Putting it All Together
The enormous amount of data and effective data management generated in modern drug-discovery environments can be overwhelming and considered a hindrance to progress. Clearly, this reaction is due to an inability to effectively manage, share and analyse the data in a flexible way designed to empower the scientist. Moving from a state of “overwhelmed by data” to a state of “empowering scientists to transparently leverage data for productivity” requires a shift from a “data storage” approach to a “data and compute sharing infrastructure” approach. Using proven technologies that exist today, developing the new paradigm is easier to achieve than just a few years ago. Further, pre-existing infrastructure can be incorporated into the new environment so that previous investments can be further leveraged.
Unlike typical solutions for computational drug-discovery research, the core of this technology is not a new computer, a microprocessor or a new workstation. Instead, it is a data storage infrastructure that allows transparent sharing of data across the enterprise. Envision logging into your workstation or PC and clicking on folders where important data resides. That data would exist on a storage device that may be generated by an instrument from another part of campus and “owned” by a server that the end user never heard of. All of those technical details would be transparent to the end user scientist because once he opens the folder, the data is there for him to access, move and analyse, empowering the scientist to perform science.

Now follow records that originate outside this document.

PR #1409, opened 2021-06-01
RD-2540 Fix race condition in filter_spec

Gelio:
There was a race condition between refetching the list of available
blueprints in the Resource Filter widget and the blueprint being
removed.

Removing the blueprint could have happened after the Resource Filter
widget's dropdown is opened, meaning that the test will fail as the
blueprint will supposedly still be in the system.

## System tests

Only a single test file is changed, so I'm running the tests just for that file:

https://jenkins.cloudify.co/job/Stage-UI-System-Test/698/

Queued 2021-06-01 14:53 CEST

### DIFF
--- a/test/cypress/integration/widgets/filter_spec.js
+++ b/test/cypress/integration/widgets/filter_spec.js
@@ -81,15 +81,15 @@ describe('Filter', () => {
         });
 
         it('blueprint upload and removal', () => {
-            cy.get('.blueprintsWidget').within(() => {
-                cy.getSearchInput().scrollIntoView().clear().type(blueprintName);
-                cy.get(`.${blueprintName}`).parent().find('.trash').click();
-            });
+            cy.get('.blueprintsWidget')
+                .as('blueprintsWidget')
+                .within(() => {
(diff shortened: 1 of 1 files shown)


Gelio:
The tests for `filter_spec` passed, so it should be safe to merge. I hope they will be more stable now :slightly_smiling_face:

kubama (commented):
Please see https://cloudifysource.atlassian.net/browse/RD-2453.

As I can see this PR only relaxes the test so the blueprint dropdown is not verified. But actually this is at the core of the test case. I don't think this is the way to go. I believe RD-2453 should be implemented and the test actually enhanced, as proposed in the ticket.

Gelio:
@kubama You are right, I agree. I did not read the test description carefully enough. I'll close this PR and close this ticket as a duplicate. I'm not planning on completing RD-2453 right now, in this case, as it looks to be larger than I anticipated.

Btw. should it not be visible on our known CI failures epic, as it causes tests to be flaky? Maybe then it would receive more attention during sprint planning :slightly_smiling_face:

PR #1415, opened 2021-06-08
RD-2027 Rename app files to TypeScript

Gelio:
This PR renames js/jsx files to ts/tsx and adds [`@ts-nocheck` comments](https://devblogs.microsoft.com/typescript/announcing-typescript-3-7-beta/#ts-nocheck-in-typescript-files) in files that had TS errors (some renamed files were already correct TS - :tada: ). After that was done, there were some ESLint/TS errors that remained, so I had to fix them manually.

I plan on migrating other directories (`test`, `widgets`) in the meantime, but I wanted to run this PR by you to see if the general approach is understood and agreed on before I make the changes across the repo :slightly_smiling_face: 

I believe this PR is best reviewed commit-by-commit, as I tried to separate changes done by tooling from changes done by hand.

## Migration steps

I have used `ts-migrate` to rename the files in the `app` directory:

```sh
npm i ts-migrate -D # need to install as a dev dependency, using npx directly does not work
git reset --hard  # reset package.json
npx ts-migrate rename app
```

Then, to add `// @ts-nocheck` comments, I have used the following [zx](https://github.com/google/zx) script:

```ts
$.verbose = false;
const result = await nothrow($`npx typescript --build`);

const filesWithErrors = [
  ...new Set(
    result.stdout
      .split("\n")
      .filter((line) => !line.startsWith(" ") && line.trim().length > 0)
      .map((line) => line.slice(0, line.indexOf("(")))
  ),
];

const textToPrepend = `// @ts-nocheck File not migrated fully to TS`;

await Promise.all(
  filesWithErrors.map((filePath) =>
    fs
      .readFile(filePath, { encoding: 'utf8' })
      .then((fileContents) =>
        fileContents.startsWith(textToPrepend)
          ? Promise.resolve()
          : fs.writeFile(filePath, `${textToPrepend}\n${fileContents}`)
      )
  )
);
```

I saved that file as `ts-ignore-files.mjs` in a directory outside of the cloudify-stage repo and ran it as follows:

```sh
nvm use lts/* # make sure to use node v14, since it's required by zx
npx zx ../ts-ignore-files.mjs
nvm use # go back to using the node that Stage uses in `.nvmrc`
```

So, the full instructions are:

```sh
# Done only once:
npm i ts-migrate -D
git reset --hard
# Done for each directory to be migrated:
npx ts-migrate rename app
git commit -m "Rename files"
nvm use lts/*
npx zx ../ts-ignore-files.mjs
git commit -m "Add @ts-nocheck comment to TS files"
nvm use
```

## System tests

https://jenkins.cloudify.co/blue/organizations/jenkins/Stage-UI-System-Test/detail/Stage-UI-System-Test/726/pipeline

Queued 2021-06-08 14:03 CEST


.eslintrc.temp-overrides.json
```diff
@@ -3,7 +3,14 @@
     "rules": {
         // NOTE: disabled during the migration to TypeScript
         "@typescript-eslint/no-explicit-any": "off",
-        "@typescript-eslint/explicit-module-boundary-types": "off"
+        "@typescript-eslint/explicit-module-boundary-types": "off",
+        "@typescript-eslint/ban-ts-comment": [
+            "error",
+            {
+                "ts-ignore": "allow-with-description",
+                "ts-nocheck": "allow-with-description"
```
Gelio, line 11: `ts-nocheck` comments were forbidden before

Gelio:
Strange issues in System tests:
1. Snapshots list widget should allow to create and delete a snapshot
2. Snapshots list widget should allow to upload and restore a snapshot
3. Maintenance mode button widget should enter maintenance mode on click
4. Number of nodes widget "before all" hook for "should display nodes count"

aside from the _getting started_ ones. Let's wait for the results of https://jenkins.cloudify.co/blue/organizations/jenkins/Stage-UI-System-Test/detail/Stage-UI-System-Test/729/pipeline (a run against the `master` branch) as I suspect those may be due to some backend change

app/components/layout/GridItem.tsx
```diff
@@ -0,0 +1,48 @@
...
+interface GridItemProps {
+    id: string;
+    className?: string;
+    onItemAdded?: (id: string) => void;
+    onItemRemoved?: (id: string) => void;
+    // NOTE: These props are only used outside, in Grid component
+    x?: number;
+    y?: number;
+    width?: number;
+    height?: number;
```
qooban, line 13: I'm wondering would it be possible to remove it completely as they are not used here?

app/utils/scriptLoader.ts
```diff
@@ -1,14 +1,14 @@
 // @ts-nocheck File not migrated fully to TS
-/**
- * Created by kinneretzin on 11/09/2016.
- */
```
qooban, line 3: General:

Your script seems like a good base to do a global removal of those comments 🙂 
I don't expect any changes in this PR. Just sharing a thought.

qooban (approved):
Looks good! I agree with the approach, so feel free to continue.

Nice script. I learned today about `zx` - looks like a cool tool for JS-minded people wanting to do some shell scripting 🙂

app/components/layout/GridItem.tsx
Gelio: Not really, unfortunately. TypeScript prevents passing excessive props to a component, so if those props would not be mentioned in the interface, you could not pass them using the regular `<GridItem x={123} height={5} />` :slightly_frowning_face:

app/utils/scriptLoader.ts
Gelio: Yeah, definitely :smile: Although, it would have to be modified to not rely on the output of `typescript --build`, but instead maybe on `grep` :thinking: Anyway, good idea, we could do it sometime soon, but IMO we may as well do it when modifying files one by one :smile: I don't have a preference

Gelio:
@qooban Thanks for the review :+1: 
> Nice script. I learned today about zx - looks like a cool tool for JS-minded people wanting to do some shell scripting slightly_smiling_face

Yeah, I saw it a month ago somewhere and thought that it would be perfect for medium-complexity scripts :smile: I am not a bash expert, so doing more advanced stuff like parse the file paths from the list of `tsc` errors and then modify them would definitely be out of my reach and I would have to learn, whereas I was able to be quite productive immediately with `zx` :smile: It has some quirks (e.g. it always wants to escape arguments to shell commands, so I had to use the `fs` module instead of e.g. `cat "content" > file`, but overall, it's been cool :+1: 

---

https://jenkins.cloudify.co/blue/organizations/jenkins/Stage-UI-System-Test/detail/Stage-UI-System-Test/730/pipeline/

Failed only with known getting started errors, so looks like the errors reported in https://github.com/cloudify-cosmo/cloudify-stage/pull/1415#issuecomment-856790726 were indeed false-positives :thinking: I'll leave it be, as I am not too keen on investigating it further and would rather focus on known problems :smile: 

With that, I'll be working on merging this PR soon :slightly_smiling_face:

PR #1417, opened 2021-06-09
RD-2582 Exclude `tsc-dist` directory from collecting coverage

Gelio:
Simplify the array of globs to collect coverage from to only include `app` and `widgets` directories.

I believe the previous solution was overly complex and ended up doing the same thing as one I propose, but in a roundabout manner :smile: 

## System tests

https://jenkins.cloudify.co/blue/organizations/jenkins/Stage-UI-System-Test/detail/Stage-UI-System-Test/737/pipeline

Queued 2021-06-09 9:51 CEST


qooban (approved):
Seems like a good simplification 👍🏻 

Optional: I don't suspect any issues, but if you find some time you can compare the coverage results with the results from before merging #1404. Probably it can be done by simply running `npm run test:frontend:coverage` on two different commits.

Gelio:
> Optional: I don't suspect any issues, but if you find some time you can compare the coverage results with the results from before merging #1404. Probably it can be done by simply running `npm run test:frontend:coverage` on two different commits.

I ran `npm run test:frontend:coverage` but the coverage was not collected at all for some reason :smile: I'll investigate after the system tests pass and report coverage

Gelio:
https://jenkins.cloudify.co/blue/organizations/jenkins/Stage-UI-System-Test/detail/Stage-UI-System-Test/737/pipeline passed and I did not see any coverage-related problems there.

Now I will only see that `npm run test:frontend:coverage` is reporting similar values and then merge the PR

Gelio:
`coverage-jest/lcov-report/index.html` content from:

* `master` including `tsc-dist`, but without this PR:
  image

* `master` with `tsc-dist` directory manually removed and without this PR: 
  image
 

* this PR: 
  image

My conclusions are:
* the aim of this PR is met - `tsc-dist` is not taken into account when collecting coverage now
* the coverage for lines and statements was slightly lower when `tsc-dist` was taken into account. This is according to my expectations - there was code that was not covered in that directory :smile: 

With that, the PR is safe to be merged, which I'll do right now

PR #1420, opened 2021-06-10
RD-2453 Fix options list in DynamicDropdown

qooban:
This PR fixes invalid options listing in `DynamicDropdown`. The reason for the problem was that `overrideOptionsAfterFetch` state variable was not working properly. `options` for `DynamicDropdown` were not reset for the fetch triggered by typing in a text (auto-completion). I fixed also a small issue with `VisibilitySensor` not working properly for all cases.

System tests: [Stage-UI-System-Test #745](https://jenkins.cloudify.co/job/Stage-UI-System-Test/745/)


widgets/common/src/DynamicDropdown.tsx
```diff
@@ -149,10 +141,9 @@ export default function DynamicDropdown({
                     }
 
                     setOptions(latestOptions => [
-                        ...(overrideOptionsAfterFetch ? [] : latestOptions),
```
qooban, line 152: Options should be reset only when we are fetching the first page.
`overrideOptionsAfterFetch` is not necessary to detect that case.

widgets/common/src/DynamicDropdown.tsx
```diff
@@ -11,25 +11,18 @@ let instanceCount = 0;
...
     useUpdateEffect(() => {
-        delayedFetchTrigger({ shouldReset: false });
-    }, withoutResetFetchDeps);
-
-    useUpdateEffect(() => {
-        delayedFetchTrigger({ shouldReset: true });
-    }, withResetFetchDeps);
+        delayedFetchTrigger();
+    }, fetchDeps);
 }
```
qooban, line 26: Options reset not necessary anymore, so I simplified `useFetchTrigger` hook.

widgets/common/src/DynamicDropdown.tsx
```diff
@@ -267,7 +253,8 @@ export default function DynamicDropdown({
                                     <Loading message="" />
                                 </VisibilitySensor>
                             ),
-                            key: 'loader'
+                            key: 'loader',
+                            text: searchQuery
```
qooban, line 257: That addition helped detect change when user was typing in a value and allowed `VisibilitySensor` to re-render.

It was removed originally due to unnecessary re-renders, but when we introduced `fetchState` with `useReducer` hook, it is not re-rendering unexpectedly.

test/cypress/integration/widgets/filter_spec.js
```diff
@@ -48,9 +48,10 @@ describe('Filter', () => {
                 .deleteBlueprints(blueprintName)
```
qooban, line 48: All changes in that file were introduced by @kubama on `filter-spec-enhancement` branch (used as a reproduction branch for RD-2453). 

I think they are worth to include.

test/cypress/integration/widgets/filter_spec.ts
```diff
@@ -49,9 +49,10 @@ describe('Filter', () => {
                 .deleteBlueprints(blueprintName)
```
qooban, line 49: Changes in this file were introduced by @kubama on reproduction branch (see RD-2453). I think it is worth to include it.

Gelio:
I'm afraid `widgets/filters_spec.ts` failed in https://jenkins.cloudify.co/blue/organizations/jenkins/Stage-UI-System-Test/detail/Stage-UI-System-Test/745/pipeline :worried:

widgets/common/src/DynamicDropdown.tsx
```diff
@@ -11,25 +11,18 @@ let instanceCount = 0;
...
+ * @param {function(): void} fetchTrigger function to be called to trigger data fetching,
  * accepts single boolean argument
- * @param {React.DependencyList} withoutResetFetchDeps list of dependencies for delayed `fetchTrigger` call with
-`shouldReset` argument set to false
- * @param {React.DependencyList} withResetFetchDeps list of dependencies for delayed `fetchTrigger` call with
- * `shouldReset` argument set to true
+ * @param {React.DependencyList} fetchDeps list of dependencies for delayed `fetchTrigger` call
  */
-function useFetchTrigger(fetchTrigger, withoutResetFetchDeps, withResetFetchDeps) {
+function useFetchTrigger(fetchTrigger, fetchDeps) {
```
Gelio, line 18: Optional:

Since the file is TSX now, we could move the types to TS type annotations instead of JSDoc, only leaving the descriptions in JSDoc

Gelio (commented):
The changes look sensible, but I did not read deep enough to verify that those do not break anything. I can do that, but that would increase the time of review.

Generally, `DynamicDropdown` seems like one of the most complex components in the app and each time I review it, I have to do a deep-dive to remind myself the implementation :smile: Maybe we could refactor it to use react-query and it's https://react-query.tanstack.com/reference/useInfiniteQuery :thinking: I could create a ticket if you agree to at least try and lower the complexity

Besides, I see that `filters_spec` is not failing :worried: I'll hold on with the approval for now just because of that fact, but otherwise, I would approve :slightly_smiling_face:

widgets/common/src/DynamicDropdown.tsx
qooban: Good idea, I'll do that.

qooban:
> Generally, DynamicDropdown seems like one of the most complex components in the app and each time I review it, I have to do a deep-dive to remind myself the implementation smile Maybe we could refactor it to use react-query and it's https://react-query.tanstack.com/reference/useInfiniteQuery thinking I could create a ticket if you agree to at least try and lower the complexity

I agree totally. It's very hard to work with it. It was complex before I started doing changes there required for Labels and Filters. And now I consider this component as our technical debt. We need to refactor it, so I would appreciate having a ticket for that. I'll probably have some ideas to add there as well - e.g. we need to first clearly list different use cases for that component (it is used in different combinations depending on the options: `multiple`, `allowAdditions`, `search`-related options, etc. and adds on top of the `Dropdown` component functionality). Maybe that will lead us to split it into smaller components.

> Besides, I see that filters_spec is not failing worried I'll hold on with the approval for now just because of that fact, but otherwise, I would approve slightly_smiling_face

Yes, some more rework needs to be done (dropdowns with multiple values allowed are not handled properly after my change). I'm working on the fix.

Gelio:
I'm glad we are on the same page as to the complexity of that component :+1: 

> I would appreciate having a ticket for that

Here it goes: RD-2591

Feel free to add your suggestions, as I only listed using `useInfiniteQuery` as one of the refactoring ideas

widgets/common/src/DynamicDropdown.tsx
qooban: Done.

qooban:
> Here it goes: RD-2591

Thanks. Added point to my TODO list to update it with my ideas.

Regarding the PR itself, I added a quick fix for multiple values selection. And another system test execution started: [Stage-UI-System-Test #748](https://jenkins.cloudify.co/blue/organizations/jenkins/Stage-UI-System-Test/detail/Stage-UI-System-Test/748/pipeline).

qooban:
Only known agent test failure (RD-2589), so at this point PR is ready for the next round.

widgets/common/src/DynamicDropdown.tsx
Gelio: Does it mean that there will always be a new disabled item at the bottom of the dropdown whose content is the same as what the user typed? Just asking

widgets/common/src/DynamicDropdown.tsx
```diff
@@ -95,7 +87,24 @@ export default function DynamicDropdown({
...
+     * elements from `value` prop and elements from `newOptions` argument.
+     *
+     * @param newOptions list of options used for comparison
+     */
+    function getImplicitOptions(newOptions: { [valueProp: string]: string }[]) {
+        const implicitOptions = [];
+        if (!_.isEmpty(value)) {
+            _.castArray(value).forEach(singleValue => {
+                if (!_.find(newOptions, { [valueProp]: singleValue })) {
+                    implicitOptions.push({ [valueProp]: singleValue, implicit: true });
```
Gelio, line 102: Can you tell me what does `implicit` mean in this context? I do not see it being used in the file, so I assume it's used by some underlying component, but I did not find it in Semantic's dropdown nor in `cloudify-ui-components`

Does it mean that this is an option that is known in the API (e.g. a label that is already used in the system)?

Gelio (approved):
If I understand it right, there were 3 problems:

1. `overrideOptionsAfterFetch` was not a great solution
2. Logic now captured by `getImplicitOptions` was previously only executed in 1 case, but not the other one
3. `VisibilitySensor` sometimes did not appear

Do I understand it right?

Again, I did not dive deep into the code to fully understand the fix. The changes look sensible, but I don't have full confidence that this indeed is the fix, so I'll just place trust in you :smile:

qooban:
Thanks for the review. I'll answer all the questions tomorrow.

widgets/common/src/DynamicDropdown.tsx
qooban: It was there in case `fetchState.hasMore` was truthy. It was disabled always.

This sensor - at least how I understand it - is to:
1. Detect that user is scrolling down to get more options
2. Show loader at the bottom of the list of options when next page fetching starts

The problem was that without `text: searchQuery` the sensor did not get re-rendered properly.

I'll add a point about this sensor - to take closer look at it in RD-2591.

widgets/common/src/DynamicDropdown.tsx
qooban: As far as I understand it is used to:
1. indicate that specific option was added implicitly
2. remove such implicitly added options when the value gets cleared, see [L181](https://github.com/cloudify-cosmo/cloudify-stage/blob/4d64e6780264fae9e7bc52cacba8264a85a563b5/widgets/common/src/DynamicDropdown.tsx#L181)

And it is only for `DynamicDropdown` component use, I think there is no support for such field in Semantic's dropdown.

qooban:
> If I understand it right, there were 3 problems:
> 
> 1. `overrideOptionsAfterFetch` was not a great solution
> 2. Logic now captured by `getImplicitOptions` was previously only executed in 1 case, but not the other one
> 3. `VisibilitySensor` sometimes did not appear
> 
> Do I understand it right?

Yes, exactly, those were the problems I detected.

> Again, I did not dive deep into the code to fully understand the fix. The changes look sensible, but I don't have full confidence that this indeed is the fix, so I'll just place trust in you

I must say that I'm not 100% confident as well 🙁 but I believe looking at my manual tests and system test results that `DynamicDropdown` is a bit better now, and with RD-2591 it will get new shape and will be much clearer for all of us.

qooban:
I'm going to merge the PR and keep an eye on uses of `DynamicDropdown` in general and hope we'll get RD-2591 prioritized soon.

widgets/common/src/DynamicDropdown.tsx
Gelio: Ok, thanks!

widgets/common/src/DynamicDropdown.tsx
Gelio: I see. Those `implicit` options are then also a thing that we could consider simplifying :smile:

PR #1426, opened 2021-06-11
RD-2027 Finalize renaming files to TS

Gelio:
This PR disables importing JS files in TS files, which is some automation to prevent us from going back to JS :smile: 

Besides, I have added a script for calculating how many JS/TS/fully migrated TS files are there in the repo.

I have created https://docs.google.com/spreadsheets/d/1pDXaJHCUZWTYbhoHl9pc07VdRwre85Yx7OoRH9xtLzg/edit#gid=0 to track it over time.

## System tests

The only changes are TS config, so if `npm run check-types` passes in Multibranch CI, the PR is good to go. There is no need for full tests.

Just to be sure, I'll run them on Monday, as the logs will probably be erased anyway over the weekend.

### DIFF
--- a/scripts/getTsMigrationProgress.sh
+++ b/scripts/getTsMigrationProgress.sh
@@ -13,7 +13,7 @@ echo "Found $JS_FILES_COUNT JS/JSX files"
 TS_FILES=`find $DIRECTORIES_TO_CHECK -type f \( -name '*.ts' -o -name '*.tsx' \) ! -path '*node_modules*'`
 TS_FILES_COUNT=`echo "$TS_FILES" | wc -l`
 echo "Found $TS_FILES_COUNT TS/TSX files"
-TS_NOCHECK_COUNT=`grep '@ts-nocheck' $TS_FILES | wc -l`
+TS_NOCHECK_COUNT=`grep '@ts-nocheck' $TS_FILES | wc -l || true`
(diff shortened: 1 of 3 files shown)


qooban:
Won't be able to review it today, I'll review it on Monday.

qooban (approved):
Code looks good!

The chart in the spreadsheet also looks good. Seems like the migration pace is ~25%. Nice. Of course we need to be aware that we added a lot of new code in which TS was used from the beginning.

If I understand correctly it takes into account `backend` folder, but we don't have TS support there yet. Right? I'm just wondering what is the migration status in the FE part?

Gelio:
> If I understand correctly it takes into account `backend` folder, but we don't have TS support there yet. Right? I'm just wondering what is the migration status in the FE part?

Yup, that's correct. The `backend` folder only contains JS files, so the 98 files come from there. All other files come from the frontend folders :slightly_smiling_face: I believe this is sufficient to track the migration, but let me know if you'd rather have a strict split between frontend and backend

qooban:
> I believe this is sufficient to track the migration, but let me know if you'd rather have a strict split between frontend and backend

It's perfectly fine. No need to change it.

Gelio:
Great, I will move onto merging this PR in this case :slightly_smiling_face:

Dan Stevens is the business development manager for Life, Chemical and Materials Science Research at Silicon Graphics Inc. (Mountain View, CA). His responsibilities include developing high-performance computing, visualization and storage/data management solutions for customers involved in biotechnology, pharmaceutical, chemistry and materials research. Stevens’s formal education includes a doctorate in dental medicine from the University of Pennsylvania (Philadelphia, PA) followed by a clinical specialty in periodontics and a PhD in immunology from the University of North Carolina at Chapel Hill (Chapel Hill, NC). Before joining SGI, Stevens worked at Procter & Gamble (Cincinnati, OH) as a senior scientist in the Health Care Business Unit, where he was responsible for identifying and developing product initiatives and managing clinical trial project programs.